*** EXERCISE DATA ***
PR #9585, opened 2023-08-04
Use point instead of time to set focus boundaries

bvaughn:


src/ui/components/NetworkMonitor/useNetworkContextMenu.tsx
```diff
@@ -33,15 +33,15 @@ export default function useNetworkContextMenu({ row }: { row: Row<RequestSummary
...
   const { copy: copyAsCURL, state } = useCopyAsCURL(requestSummary);
 
-  const beginTime = requestSummary.start;
-  const endTime = requestSummary.end;
+  const beginTime = requestSummary.start!;
+  const endTime = requestSummary.end!;
 
   const setFocusEnd = () => {
-    dispatch(setFocusWindowEndTime(endTime!, true));
+    dispatch(setFocusWindowEnd({ time: endTime, sync: true }));
```
bvaughn, line 40: I _think_ this is the only place that doesn't have an explicit execution point to pass in. If we could address that, we could _require_ that value and simplify the actions.

markerikson (approved):

PR #3566, opened 2023-11-30
[core] update node.js from 14 to 20

bjornalm:

- Update node.js from 14 to 20 (LTS is currently at 20.10.0). NPM will be on 10.
- engines node in 'package.json' does not enforce, it is a recommendation that can show a warning if not met. 
- gihub actions
- circle CI
- docs
- docker files
- build scripts (only modified the scripts using nodesource.com where I could verify that the node version existed)

### TODO:
Not all OS build scripts have been updated due to the difference in installing node. Depending on OS there are different package managers (yum, zypper, apt) and we sometimes use the latest (unspecified) version of node from the package manager and sometimes we specify a specific package as a parameter to the package manager. In some cases we specifically download a major version from nodesource.com and install that one.

@ranade1 We need to investigate how we can install node.js v 20 on all these OS. 

## How was this patch tested?

On MacOS
1. Install node 20 LTS ("nvm use 20")
2. Verify successful frontend build with "npm run weback"
3. Verify successful frontend dev build with "npm run dev"
4. Verify unit tests passing


JohanAhlen (approved):
LGTM!

bjornalm:
Replaced by https://github.com/cloudera/hue/pull/3584

PR #3569, opened 2023-12-01
[frontend] Remove unsupported browser check

JohanAhlen:
This removes some inline script that was checking for very old browser versions, instead of updating the check I decided to remove it completely. Officially we support the two latest versions of modern browsers but given the constant upgrades of browsers we likely support much older versions. With that in mind having a constraint in place adds no value, on the contrary it will probably worsen the experience by locking a user out even though Hue would work perfectly fine for them.


bjornalm (approved):
Nice cleanup!

PR #3578, opened 2023-12-06
[frontend] Fixing the error, info and warning alert message popups

ananya-agarwal:
Currently the alert message alerts on Hue looks slightly different than what it should look like (in accordance with Cloudera's global design: https://design.cloudera.com/9f23dd142/p/05dada-alerts)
*** End of EXERCISE DATA ***
Which lines of the records above hold the word "actions"? Copy each of them.

bvaughn, line 40: I _think_ this is the only place that doesn't have an explicit execution point to pass in. If we could address that, we could _require_ that value and simplify the actions.
- gihub actions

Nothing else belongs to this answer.